▶ **Work item**
Please find how many lines of the data contain the string "also", and respond with that number only.

Available data Start Marker

PR #819, opened 2023-01-26
fix: separate AwkwardForth machine for each TBranch context.

jpivarski:


aryan26roy (approved):

aryan26roy:
@jpivarski I just looked through it and the changes are exactly what we talked about in the meeting. Just to be sure I tried to reproduce the error locally and it ran without any errors.

PR #825, opened 2023-02-16
chore: move to Ruff

henryiii:
- chore: move to using Ruff
- style: refactor remaining issues


src/uproot/behaviors/TBranch.py
```diff
@@ -2817,7 +2805,7 @@ def _regularize_expression(
                 arrays,
                 expression_context,
                 branchid_interpretation,
-                symbol_path + (symbol,),
+                (*symbol_path, symbol),
```
jpivarski, line 2808: That's cute: I didn't know about that. This is available in Python 3.7? I guess it is, since those tests passed.

src/uproot/interpretation/identify.py
```diff
@@ -110,9 +110,8 @@ def _from_leaves_one(leaf, title):
     m = _title_has_dims.match(title)
     if m is not None:
         dims = tuple(int(x) for x in re.findall(_item_dim_pattern, title))
-        if dims == ():
-            if leaf.member("fLen") > 1:
-                dims = (leaf.member("fLen"),)
+        if dims == () and leaf.member("fLen") > 1:
+            dims = (leaf.member("fLen"),)
```
jpivarski, line 114: Sometimes, nested `if` instead of a single predicate with `and` is for code symmetry. I don't see that in this case, though.

jpivarski (approved):

src/uproot/behaviors/TBranch.py
henryiii: I think it was new in 3.0 (splat operators work in more places) - it was at least there by 3.4, for sure. It's also why `{**a, **b}` is a Python 3 way to merge dictionaries (though losing custom classes, unlike 3.9 or 3.10 with `|` on dicts).

henryiii:
Once this goes in I'll try turning on the test folder and seeing what the flake8-pytest plugin finds.

PR #827, opened 2023-02-16
fix: `_awkward_forth.symbol_dict` was missing `np.dtype(">i1")`

jpivarski:
I also sorted the dict, to make it easier to spot when something is missing.


jpivarski:
I'm going to merge this PR because these are two correct fixes—improvements—even if the bug reported in #826 is not completely fixed yet.

PR #820, opened 2023-01-26
fix: separate ZstdDecompressor for each thread.

jpivarski:
Does this fix the

```python
>>> fut.compute(scheduler="synchronous")
<Array [[469, 459, 188, 17.8], ..., [414, ...]] type='203939 * var * float32'>
>>> fut.compute(scheduler="threads")
Traceback (most recent call last):
...
zstd.ZstdError: decompression error: Corrupted block detected
```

Available data End Marker

▶ **Solution for this problem**
2